Nguyen Anh-Duc, Kim Jongyoo, Oh Heeseok, Kim Haksub, Lin Weisi, Lee Sanghoon
IEEE Trans Image Process. 2018 Nov 2. doi: 10.1109/TIP.2018.2879408.
Visual saliency on stereoscopic 3D (S3D) images has been shown to be heavily influenced by image quality. Hence, this dependency is an important factor in image quality prediction, image restoration and discomfort reduction, but it is still very difficult to predict such a nonlinear relation in images. In addition, most algorithms specialized in detecting visual saliency on pristine images may unsurprisingly fail when facing distorted images. In this paper, we investigate a deep learning scheme named Deep Visual Saliency (DeepVS) to achieve a more accurate and reliable saliency predictor even in the presence of distortions. Since visual saliency is influenced by low-level features (contrast, luminance and depth information) from a psychophysical point of view, we propose seven low-level features derived from S3D image pairs and utilize them in the context of deep learning to detect visual attention adaptively to human perception. During analysis, it turns out that the low-level features play a role to extract distortion and saliency information. To construct saliency predictors, we weight and model the human visual saliency through two different network architectures, a regression and a fully convolutional neural networks (CNNs). Our results from thorough experiments confirm that the predicted saliency maps are up to 70 % correlated with human gaze patterns, which emphasize the need for the hand-crafted features as input to deep neural networks in S3D saliency detection.

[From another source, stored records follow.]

PR #124, opened 2018-03-22
stop looking for PROXY

dvoet:

In all cases:


breilly2 (approved):
I understand this change only in the context of what's going on with tests right now. In the future, we'll need to change this code again when we do the proxy email change. At that time, we'll have to understand this again and know how to handle the implications of the max email length. It's worth adding some comment in here about the reason for `endWith` instead of checking equality. After that, I guess we don't have much choice but to move forward.

I really hate that we have to do this. I think it's time to take a step back and look at our in vivo (full system integration) test granularity to do more in each test, keeping permutation and edge case checking in ex vivo and in vitro (single service and unit) tests.

dvoet:
with luck google will fix it by then

MatthewBemis (approved):

PR #128, opened 2018-03-30
GAWB-3336 SAM /api/groups lists groups for user

gpolumbo-broad:
Found a bug in `MockAccessPolicyDao.listAccessPolicies` where it was taking in a `WorkbenchUserId` but wasn't doing anything with it.  I wrote a spec file for `MockAccessPolicyDao`, which is admittedly weird writing tests for your tests...but I identified that the `listAccessPolicies` method in `MockAccessPolicyDao` as behaving differently than the same method in `JndiAccessPolicyDao`.  Therefore, this new spec file exists for verify the behavior of the `MockAccessPolicyDao`.  

Also note that the new endpoint is `api/groups/` (plural) whereas the other group apis are `api/group/` (singular).  I think its fine, but I'm not sure if anyone else has an opinion,

In all cases:

### DIFF
--- a/src/main/resources/swagger/api-docs.yaml
+++ b/src/main/resources/swagger/api-docs.yaml
@@ -157,6 +157,20 @@ paths:
       tags:
         - Admin
 
+  /api/groups:
+    get:
+      summary: Show all the groups the requesting user belongs to and their policy membership in each group
+      responses:
+        200:
+          description: Managed Group memberships
+        500:
+          description: Internal Error
+          schema:
+            $ref: '#/definitions/ErrorReport'
+      operationId: listGroupMemberships
+      tags:
+        - Group
+
   /api/group/{groupName}:
     get:
       summary: Show email address of the group
--- a/src/main/resources/swagger/api-docs.yaml
+++ b/src/main/resources/swagger/api-docs.yaml
@@ -163,6 +163,10 @@ paths:
       responses:
         200:
           description: Managed Group memberships
+          schema:
+            type: array
+            items:
+              $ref: '#/definitions/ResourceAndAccessPolicy'
         500:
           description: Internal Error
           schema:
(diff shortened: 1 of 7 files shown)


src/main/resources/swagger/api-docs.yaml
```diff
@@ -157,6 +157,20 @@ paths:
       tags:
         - Admin
 
+  /api/groups:
+    get:
+      summary: Show all the groups the requesting user belongs to and their policy membership in each group
+      responses:
+        200:
+          description: Managed Group memberships
```
MatthewBemis, line 165: what's the json structure returned?

gpolumbo-broad: fixed

src/main/scala/org/broadinstitute/dsde/workbench/sam/service/ManagedGroupService.scala
```diff
@@ -87,6 +87,10 @@ class ManagedGroupService(private val resourceService: ResourceService, private
     } yield ()
   }
 
+  def listGroups(userId: WorkbenchUserId): Future[Set[ResourceIdAndPolicyName]] = {
+    accessPolicyDAO.listAccessPolicies(ManagedGroupService.managedGroupTypeName, userId)
```
dvoet, line 91: if we add other policies they will show up here too... should we be proactive about dropping them?

gpolumbo-broad: Yes, they will show up.  @breilly2 and I just talked about this a bit and I'm of the mind not to be proactive yet.  I think we're going to be addressing this issue as we try to tackle the "Request Access" GAWB-3335 problem.

PR #133, opened 2018-04-09
GAWB-2532 related: return email in list groups endpoint

MatthewBemis:

In all cases:

### DIFF
--- a/src/main/scala/org/broadinstitute/dsde/workbench/sam/openam/JndiAccessPolicyDAO.scala
+++ b/src/main/scala/org/broadinstitute/dsde/workbench/sam/openam/JndiAccessPolicyDAO.scala
@@ -169,8 +169,8 @@ class JndiAccessPolicyDAO(protected val directoryConfig: DirectoryConfig)(implic
   }
 
   override def listAccessPoliciesWithEmail(resourceTypeName: ResourceTypeName, userId: WorkbenchUserId): Future[Set[ResourceIdAndPolicyNameWithEmail]] = {
-    listAccessPolicies(resourceTypeName, userId).flatMap { x =>
-      Future.traverse(x) { y => getPolicyEmail(resourceTypeName, ResourceIdAndPolicyName(y.resourceId, y.accessPolicyName)).map(z => ResourceIdAndPolicyNameWithEmail(y.resourceId, y.accessPolicyName, z)) }
+    listAccessPolicies(resourceTypeName, userId).flatMap { ripns =>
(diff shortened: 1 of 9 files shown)


src/main/scala/org/broadinstitute/dsde/workbench/sam/openam/JndiAccessPolicyDAO.scala
```diff
@@ -168,6 +168,19 @@ class JndiAccessPolicyDAO(protected val directoryConfig: DirectoryConfig)(implic
     }
   }
 
+  override def listAccessPoliciesWithEmail(resourceTypeName: ResourceTypeName, userId: WorkbenchUserId): Future[Set[ResourceIdAndPolicyNameWithEmail]] = {
+    listAccessPolicies(resourceTypeName, userId).flatMap { ripns =>
+      Future.traverse(ripns) { ripn => getPolicyEmail(resourceTypeName, ResourceIdAndPolicyName(ripn.resourceId, ripn.accessPolicyName)).map(email => ResourceIdAndPolicyNameWithEmail(ripn.resourceId, ripn.accessPolicyName, email)) }
```
MatthewBemis: one extra query per managed group

alternatively i could re-write the `listAccessPolicies` query but then we don't take advantage of the `memberOf` attribute and the id/policy name being encoded in the dn

src/test/scala/org/broadinstitute/dsde/workbench/sam/openam/MockAccessPolicyDAOSpec.scala
```diff
@@ -86,7 +86,7 @@ class MockAccessPolicyDAOSpec extends FlatSpec with Matchers with TestSupport wi
     runAndWait(mock.userService.createUser(dummyUser))
 
     val expectedGroups = Set(ResourceIdAndPolicyName(ResourceId(groupName), ManagedGroupService.adminPolicyName))
-    runAndWait(jndi.managedGroupService.listGroups(dummyUserInfo.userId)) shouldEqual expectedGroups
-    runAndWait(mock.managedGroupService.listGroups(dummyUserInfo.userId)) shouldEqual expectedGroups
+    runAndWait(jndi.managedGroupService.listGroups(dummyUserInfo.userId)).map(ripn => ResourceIdAndPolicyName(ripn.resourceId, ripn.accessPolicyName)) shouldEqual expectedGroups
```
MatthewBemis, line 89: the email is a uuid thus it's unpredictable. so i'm omitting it from the assertions.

立体3D(S3D)图像的视觉显著性已被证明受图像质量的影响很大。因此,这种依赖性是图像质量预测、图像恢复和减少不适感的一个重要因素,但预测图像中的这种非线性关系仍然非常困难。此外,大多数专门用于检测原始图像视觉显著性的算法在面对失真图像时可能不出所料地失效。在本文中,我们研究了一种名为深度视觉显著性(DeepVS)的深度学习方案,即使在存在失真的情况下也能实现更准确可靠的显著性预测器。从心理物理学的角度来看,由于视觉显著性受低级特征(对比度、亮度和深度信息)的影响,我们提出了从S3D图像对中导出的七个低级特征,并在深度学习的背景下利用它们来自适应地检测人类感知中的视觉注意力。在分析过程中,事实证明低级特征在提取失真和显著性信息方面发挥了作用。为了构建显著性预测器,我们通过两种不同的网络架构,即回归网络和全卷积神经网络(CNN),对人类视觉显著性进行加权和建模。我们通过全面实验得到的结果证实,预测的显著性图与人类注视模式的相关性高达70%,这强调了在S3D显著性检测中需要将手工制作的特征作为深度神经网络的输入。